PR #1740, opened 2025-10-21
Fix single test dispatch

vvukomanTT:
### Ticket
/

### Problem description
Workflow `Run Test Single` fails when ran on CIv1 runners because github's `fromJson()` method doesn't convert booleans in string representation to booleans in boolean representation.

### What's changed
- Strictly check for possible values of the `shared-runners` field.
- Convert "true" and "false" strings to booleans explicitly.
= = = =
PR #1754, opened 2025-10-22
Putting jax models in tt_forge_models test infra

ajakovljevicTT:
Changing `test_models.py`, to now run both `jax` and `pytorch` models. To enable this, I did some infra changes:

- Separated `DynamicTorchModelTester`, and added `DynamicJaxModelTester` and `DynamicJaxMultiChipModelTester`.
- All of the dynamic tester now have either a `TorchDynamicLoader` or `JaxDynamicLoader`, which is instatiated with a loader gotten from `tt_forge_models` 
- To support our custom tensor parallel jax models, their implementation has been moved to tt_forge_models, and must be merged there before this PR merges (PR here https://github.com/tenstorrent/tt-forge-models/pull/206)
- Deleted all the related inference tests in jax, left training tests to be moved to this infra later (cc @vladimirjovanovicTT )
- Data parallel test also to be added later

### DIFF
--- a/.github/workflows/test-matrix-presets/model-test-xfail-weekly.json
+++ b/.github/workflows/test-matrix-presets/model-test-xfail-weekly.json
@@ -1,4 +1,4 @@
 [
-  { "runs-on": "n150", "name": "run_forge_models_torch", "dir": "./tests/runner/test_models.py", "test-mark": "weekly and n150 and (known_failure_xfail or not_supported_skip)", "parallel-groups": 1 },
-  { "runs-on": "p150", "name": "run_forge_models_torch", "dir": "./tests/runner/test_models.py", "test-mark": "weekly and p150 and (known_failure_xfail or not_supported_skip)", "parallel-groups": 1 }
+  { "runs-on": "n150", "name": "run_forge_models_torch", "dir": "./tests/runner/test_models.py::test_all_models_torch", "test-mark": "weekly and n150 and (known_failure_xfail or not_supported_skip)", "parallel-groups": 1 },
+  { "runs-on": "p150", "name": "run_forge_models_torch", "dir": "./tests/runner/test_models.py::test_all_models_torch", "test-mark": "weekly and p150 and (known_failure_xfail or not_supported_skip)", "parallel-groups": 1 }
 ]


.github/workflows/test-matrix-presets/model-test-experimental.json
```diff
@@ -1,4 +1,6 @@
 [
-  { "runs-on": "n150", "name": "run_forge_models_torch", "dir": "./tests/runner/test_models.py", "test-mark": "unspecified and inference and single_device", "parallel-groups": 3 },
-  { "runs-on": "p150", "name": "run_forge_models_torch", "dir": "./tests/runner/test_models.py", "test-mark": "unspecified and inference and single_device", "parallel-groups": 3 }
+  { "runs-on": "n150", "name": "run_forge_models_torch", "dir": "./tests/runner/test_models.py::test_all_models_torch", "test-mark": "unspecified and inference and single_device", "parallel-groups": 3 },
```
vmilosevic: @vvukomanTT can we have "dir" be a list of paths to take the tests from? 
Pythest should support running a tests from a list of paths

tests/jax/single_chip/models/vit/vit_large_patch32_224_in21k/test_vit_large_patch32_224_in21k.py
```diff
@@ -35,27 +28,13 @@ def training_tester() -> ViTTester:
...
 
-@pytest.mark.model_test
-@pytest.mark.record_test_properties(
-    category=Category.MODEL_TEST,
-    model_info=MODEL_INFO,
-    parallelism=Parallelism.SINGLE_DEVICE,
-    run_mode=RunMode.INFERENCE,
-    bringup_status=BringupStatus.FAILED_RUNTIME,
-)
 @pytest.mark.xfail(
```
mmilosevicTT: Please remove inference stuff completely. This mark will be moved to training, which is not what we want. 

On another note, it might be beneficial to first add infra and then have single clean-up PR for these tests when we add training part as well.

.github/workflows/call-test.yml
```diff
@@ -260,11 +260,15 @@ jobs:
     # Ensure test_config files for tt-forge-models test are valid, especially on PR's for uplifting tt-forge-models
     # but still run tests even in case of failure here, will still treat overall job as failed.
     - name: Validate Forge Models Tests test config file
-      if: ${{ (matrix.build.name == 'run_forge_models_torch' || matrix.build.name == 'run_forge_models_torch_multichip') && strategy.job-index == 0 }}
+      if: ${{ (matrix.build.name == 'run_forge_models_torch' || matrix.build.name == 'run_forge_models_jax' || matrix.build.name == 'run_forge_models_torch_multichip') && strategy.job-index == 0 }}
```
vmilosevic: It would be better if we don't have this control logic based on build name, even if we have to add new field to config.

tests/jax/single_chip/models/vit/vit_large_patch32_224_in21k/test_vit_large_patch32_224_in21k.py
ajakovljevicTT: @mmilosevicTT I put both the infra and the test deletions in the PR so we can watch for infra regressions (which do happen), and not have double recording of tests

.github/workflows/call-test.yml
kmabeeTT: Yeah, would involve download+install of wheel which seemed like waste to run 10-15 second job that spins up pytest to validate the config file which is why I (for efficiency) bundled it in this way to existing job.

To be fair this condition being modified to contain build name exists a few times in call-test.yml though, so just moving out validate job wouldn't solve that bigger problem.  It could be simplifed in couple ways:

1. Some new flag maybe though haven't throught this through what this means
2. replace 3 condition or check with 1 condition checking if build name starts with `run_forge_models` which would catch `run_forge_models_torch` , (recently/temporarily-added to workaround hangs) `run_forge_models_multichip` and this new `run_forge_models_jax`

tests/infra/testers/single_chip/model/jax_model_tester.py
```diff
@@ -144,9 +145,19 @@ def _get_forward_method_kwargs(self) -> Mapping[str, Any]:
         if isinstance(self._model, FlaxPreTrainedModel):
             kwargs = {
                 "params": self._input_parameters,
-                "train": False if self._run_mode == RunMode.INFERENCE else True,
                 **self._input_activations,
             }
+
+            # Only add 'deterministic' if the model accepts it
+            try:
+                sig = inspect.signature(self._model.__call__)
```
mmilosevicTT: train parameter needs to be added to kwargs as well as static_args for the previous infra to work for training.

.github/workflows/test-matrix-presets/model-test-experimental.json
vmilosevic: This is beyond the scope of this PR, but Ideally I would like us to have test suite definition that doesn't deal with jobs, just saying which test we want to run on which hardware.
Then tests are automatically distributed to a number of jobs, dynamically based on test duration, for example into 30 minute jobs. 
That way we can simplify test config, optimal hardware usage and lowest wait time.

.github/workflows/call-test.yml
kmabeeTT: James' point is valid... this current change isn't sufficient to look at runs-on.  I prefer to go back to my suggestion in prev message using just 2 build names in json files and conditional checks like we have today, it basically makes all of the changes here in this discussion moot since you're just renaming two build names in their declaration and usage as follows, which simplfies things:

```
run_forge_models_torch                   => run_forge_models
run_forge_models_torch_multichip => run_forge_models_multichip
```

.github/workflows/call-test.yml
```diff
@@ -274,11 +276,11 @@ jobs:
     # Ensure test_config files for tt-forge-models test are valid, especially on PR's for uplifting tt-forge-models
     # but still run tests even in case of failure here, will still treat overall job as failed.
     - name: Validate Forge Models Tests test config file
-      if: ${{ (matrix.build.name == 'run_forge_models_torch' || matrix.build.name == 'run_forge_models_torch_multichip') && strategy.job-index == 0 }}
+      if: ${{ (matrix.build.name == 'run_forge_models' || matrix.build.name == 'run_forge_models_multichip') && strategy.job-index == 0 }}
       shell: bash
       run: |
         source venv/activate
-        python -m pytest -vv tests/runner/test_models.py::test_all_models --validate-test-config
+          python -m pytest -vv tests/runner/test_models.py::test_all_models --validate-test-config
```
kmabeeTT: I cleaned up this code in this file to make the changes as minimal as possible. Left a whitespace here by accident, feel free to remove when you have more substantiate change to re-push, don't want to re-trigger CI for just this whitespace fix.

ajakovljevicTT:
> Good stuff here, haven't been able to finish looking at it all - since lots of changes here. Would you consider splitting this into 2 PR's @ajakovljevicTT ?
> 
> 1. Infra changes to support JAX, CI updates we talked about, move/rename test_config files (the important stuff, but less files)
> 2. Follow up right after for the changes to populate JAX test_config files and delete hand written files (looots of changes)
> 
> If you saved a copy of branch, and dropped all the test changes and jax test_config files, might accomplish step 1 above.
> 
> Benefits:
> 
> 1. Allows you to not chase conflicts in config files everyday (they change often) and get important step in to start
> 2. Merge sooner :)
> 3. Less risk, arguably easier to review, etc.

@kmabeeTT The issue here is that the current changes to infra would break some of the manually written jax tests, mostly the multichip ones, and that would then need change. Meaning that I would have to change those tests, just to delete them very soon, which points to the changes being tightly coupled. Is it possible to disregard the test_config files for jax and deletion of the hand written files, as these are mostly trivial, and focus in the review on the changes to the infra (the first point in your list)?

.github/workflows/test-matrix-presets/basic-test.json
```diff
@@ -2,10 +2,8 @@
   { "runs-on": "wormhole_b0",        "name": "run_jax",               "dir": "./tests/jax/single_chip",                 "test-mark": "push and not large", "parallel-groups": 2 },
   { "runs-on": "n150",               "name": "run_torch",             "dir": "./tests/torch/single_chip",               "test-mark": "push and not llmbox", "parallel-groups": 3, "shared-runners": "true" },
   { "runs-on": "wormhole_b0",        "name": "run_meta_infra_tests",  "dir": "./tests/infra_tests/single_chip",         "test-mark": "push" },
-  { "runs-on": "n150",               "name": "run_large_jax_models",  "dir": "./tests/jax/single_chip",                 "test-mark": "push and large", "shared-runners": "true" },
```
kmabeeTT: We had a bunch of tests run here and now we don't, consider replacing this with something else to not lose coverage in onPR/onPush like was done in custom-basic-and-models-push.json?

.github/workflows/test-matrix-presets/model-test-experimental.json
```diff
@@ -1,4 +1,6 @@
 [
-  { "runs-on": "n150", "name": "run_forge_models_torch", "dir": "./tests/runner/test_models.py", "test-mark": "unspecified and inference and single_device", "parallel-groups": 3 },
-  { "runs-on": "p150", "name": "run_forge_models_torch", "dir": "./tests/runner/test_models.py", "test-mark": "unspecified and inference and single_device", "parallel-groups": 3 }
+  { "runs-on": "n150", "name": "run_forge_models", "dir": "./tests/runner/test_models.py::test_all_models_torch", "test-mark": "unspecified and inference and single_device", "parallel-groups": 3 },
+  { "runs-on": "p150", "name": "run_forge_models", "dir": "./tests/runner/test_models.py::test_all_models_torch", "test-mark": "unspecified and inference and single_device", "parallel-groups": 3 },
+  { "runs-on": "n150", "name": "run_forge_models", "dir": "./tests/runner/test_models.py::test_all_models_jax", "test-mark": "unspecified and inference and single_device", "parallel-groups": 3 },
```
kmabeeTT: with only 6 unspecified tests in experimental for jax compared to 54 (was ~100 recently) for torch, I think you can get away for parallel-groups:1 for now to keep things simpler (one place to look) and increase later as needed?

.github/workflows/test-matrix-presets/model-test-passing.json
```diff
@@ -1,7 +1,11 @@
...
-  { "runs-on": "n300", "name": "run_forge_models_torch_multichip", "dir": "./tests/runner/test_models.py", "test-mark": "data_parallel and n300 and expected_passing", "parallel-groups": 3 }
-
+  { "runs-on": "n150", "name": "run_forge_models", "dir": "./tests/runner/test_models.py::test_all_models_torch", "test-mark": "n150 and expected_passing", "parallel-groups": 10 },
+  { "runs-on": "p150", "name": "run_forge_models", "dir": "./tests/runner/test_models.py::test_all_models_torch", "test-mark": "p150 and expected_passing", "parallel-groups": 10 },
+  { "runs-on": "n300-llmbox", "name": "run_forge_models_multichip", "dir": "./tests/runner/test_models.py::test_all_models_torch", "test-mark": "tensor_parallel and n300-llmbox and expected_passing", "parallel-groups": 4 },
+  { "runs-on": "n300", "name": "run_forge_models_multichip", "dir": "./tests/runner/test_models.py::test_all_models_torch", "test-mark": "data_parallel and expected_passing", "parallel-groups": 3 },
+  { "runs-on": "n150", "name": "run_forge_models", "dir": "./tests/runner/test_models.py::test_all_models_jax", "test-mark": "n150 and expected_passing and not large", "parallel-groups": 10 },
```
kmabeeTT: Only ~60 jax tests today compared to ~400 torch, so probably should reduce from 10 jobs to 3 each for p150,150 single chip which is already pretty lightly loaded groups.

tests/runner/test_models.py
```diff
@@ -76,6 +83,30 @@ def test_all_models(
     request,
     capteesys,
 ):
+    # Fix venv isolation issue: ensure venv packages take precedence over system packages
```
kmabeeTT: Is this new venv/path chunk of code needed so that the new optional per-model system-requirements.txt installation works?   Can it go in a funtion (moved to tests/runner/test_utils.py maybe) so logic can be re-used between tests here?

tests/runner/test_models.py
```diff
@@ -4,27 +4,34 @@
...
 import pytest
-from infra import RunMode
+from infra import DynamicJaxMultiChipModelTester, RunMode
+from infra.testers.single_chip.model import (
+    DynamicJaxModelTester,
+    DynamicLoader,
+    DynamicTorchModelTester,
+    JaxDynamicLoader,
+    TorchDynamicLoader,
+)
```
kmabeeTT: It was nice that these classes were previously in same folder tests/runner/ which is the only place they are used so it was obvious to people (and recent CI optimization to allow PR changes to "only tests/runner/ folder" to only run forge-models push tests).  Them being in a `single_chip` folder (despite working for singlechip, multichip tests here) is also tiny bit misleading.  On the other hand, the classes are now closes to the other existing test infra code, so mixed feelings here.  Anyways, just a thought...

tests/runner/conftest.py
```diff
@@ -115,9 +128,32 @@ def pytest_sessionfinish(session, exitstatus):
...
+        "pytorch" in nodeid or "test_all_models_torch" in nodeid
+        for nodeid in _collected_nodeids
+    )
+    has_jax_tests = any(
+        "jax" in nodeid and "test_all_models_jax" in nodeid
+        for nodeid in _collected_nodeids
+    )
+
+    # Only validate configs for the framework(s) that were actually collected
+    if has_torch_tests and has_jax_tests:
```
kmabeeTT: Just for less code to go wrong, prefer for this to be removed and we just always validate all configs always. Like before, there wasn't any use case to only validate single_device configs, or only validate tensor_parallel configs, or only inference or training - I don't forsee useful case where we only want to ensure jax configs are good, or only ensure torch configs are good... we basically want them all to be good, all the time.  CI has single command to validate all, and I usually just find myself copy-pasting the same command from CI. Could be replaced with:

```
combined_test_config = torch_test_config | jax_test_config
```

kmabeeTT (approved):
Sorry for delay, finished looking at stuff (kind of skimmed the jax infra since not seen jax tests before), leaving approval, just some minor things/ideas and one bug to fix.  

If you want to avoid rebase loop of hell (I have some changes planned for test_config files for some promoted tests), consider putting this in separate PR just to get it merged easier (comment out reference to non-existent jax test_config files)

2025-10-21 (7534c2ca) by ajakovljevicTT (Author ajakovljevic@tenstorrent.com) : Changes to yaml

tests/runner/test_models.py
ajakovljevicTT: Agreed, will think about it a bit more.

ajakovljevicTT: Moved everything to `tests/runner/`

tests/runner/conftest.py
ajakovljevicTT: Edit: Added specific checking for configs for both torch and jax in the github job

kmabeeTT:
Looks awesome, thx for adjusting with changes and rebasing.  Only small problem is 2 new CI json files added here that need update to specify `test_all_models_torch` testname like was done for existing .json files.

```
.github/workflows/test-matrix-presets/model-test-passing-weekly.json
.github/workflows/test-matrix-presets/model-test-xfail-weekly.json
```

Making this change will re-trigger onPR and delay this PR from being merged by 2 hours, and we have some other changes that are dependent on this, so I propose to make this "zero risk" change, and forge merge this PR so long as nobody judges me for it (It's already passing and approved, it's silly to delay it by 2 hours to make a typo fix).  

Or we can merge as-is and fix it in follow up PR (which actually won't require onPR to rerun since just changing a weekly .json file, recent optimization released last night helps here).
= = = =
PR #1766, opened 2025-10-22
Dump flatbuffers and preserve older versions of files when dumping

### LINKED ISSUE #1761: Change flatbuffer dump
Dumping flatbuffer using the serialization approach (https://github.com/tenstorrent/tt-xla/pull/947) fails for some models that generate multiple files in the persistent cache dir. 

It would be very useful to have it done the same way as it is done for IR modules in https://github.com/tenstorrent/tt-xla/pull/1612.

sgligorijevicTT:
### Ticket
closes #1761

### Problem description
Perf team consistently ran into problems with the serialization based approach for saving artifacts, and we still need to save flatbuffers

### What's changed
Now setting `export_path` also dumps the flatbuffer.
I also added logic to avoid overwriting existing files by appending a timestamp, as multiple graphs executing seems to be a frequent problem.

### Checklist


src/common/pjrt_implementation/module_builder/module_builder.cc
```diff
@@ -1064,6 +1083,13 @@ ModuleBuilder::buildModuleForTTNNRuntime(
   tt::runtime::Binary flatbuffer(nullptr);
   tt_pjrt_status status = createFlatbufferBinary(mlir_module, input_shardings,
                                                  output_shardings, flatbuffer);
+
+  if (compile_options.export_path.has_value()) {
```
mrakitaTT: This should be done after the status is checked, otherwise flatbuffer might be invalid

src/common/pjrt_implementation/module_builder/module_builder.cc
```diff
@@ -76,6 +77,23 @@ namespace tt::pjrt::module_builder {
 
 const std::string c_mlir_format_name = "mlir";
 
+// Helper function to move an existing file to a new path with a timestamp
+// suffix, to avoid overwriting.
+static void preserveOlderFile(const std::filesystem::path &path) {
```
= = = =
Required work:
Where does the string "important" occur in the listing above? Return every line that contains it.

Response:
> 1. Infra changes to support JAX, CI updates we talked about, move/rename test_config files (the important stuff, but less files)
> 1. Allows you to not chase conflicts in config files everyday (they change often) and get important step in to start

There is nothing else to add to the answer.